Às vezes parece que é outra coisa, mas não é

Texto com a intenção de narrar minha descoberta como pessoa trans (sim, trans de transgênero)

Não sei, talvez no começo de coisas novas tentemos assimilá-las a coisas que já conhecemos. Talvez seja algo comigo, por eu já conhecer coisas diferentes e achar que me conheço o suficiente para afirmar que algo x ou y não vai acontecer comigo.

Eu gostava de uma moça e de um rapaz, e achava que o fato de gostar dos dois ao mesmo tempo era meramente por causa da bissexualidade. Hoje em dia percebo que gosto de me relacionar com quantas pessoas eu quiser, e que é de um jeito diferente de quando uma pessoa está solteira. Sempre gostei de liberdade.

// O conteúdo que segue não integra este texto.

PR #1968, opened 2017-02-25
STORM-2290: Upgrade zookeeper to get some critical upgrades

sachingsachin:
Complements https://github.com/apache/storm/pull/1967


r0perice:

Mas pulando um pouco para sobre o que eu realmente quero falar nesse texto, preciso falar de um dia específico, o começo.

Não me lembro a data, nem o mês, nem tenho certeza se foi em 2018 ou 2017. Era noite ou madrugada, eu não tinha emprego, tinha trocado de remédios recentemente, então passava a maior parte do tempo dormindo, além de não sair de casa nunca por conta do pânico de ter sofrido uma ameaça de morte.

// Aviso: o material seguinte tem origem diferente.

PR #1970, opened 2017-02-27
STORM-2383 Support HBase as state backend (1.x)

HeartSaVioR:
* Implement HBase state backend
  * picked Redis state backend implementation
  * Current implementation stores prepare/commit/txids into a column family in a table
    * prepare, commit, txids have its row
    * they're stored to qualifier:value map (not scalable but guarantee atomicity)
    * we can address atomicity vs scalable later
* Added 'how to set up' to State-checkpointing doc

Please note that `jackson-core` and `jackson-databind` are added. If we would want to shade this away I'll try to manage.

NOTE: Currently I can't run or debug tests on IntelliJ for master branch (so worked on 1.x-branch). I also heard many folks are struggling, so might be better to address it soon.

Eu estava assistindo How to get away with murder, e sentindo culpa porque as pessoas me recomendavam coisas legais, mas eu não as assistia. Já essa série, ninguém me recomendou diretamente, mas eu senti vontade de ver. Quando terminei de assistir o último episódio lançado na época, acho que parei de fazer tudo. Talvez eu estivesse mexendo no Facebook ou algo vago, só me lembro de estar na cadeira e de repente ficar ofegante, perder o ar. Pensei na hora “outra crise chegando", mas não era. Eu não mais me sentia mal, não estava triste, com raiva, nem sentia tudo vazio dentro de mim. Eu estava... feliz.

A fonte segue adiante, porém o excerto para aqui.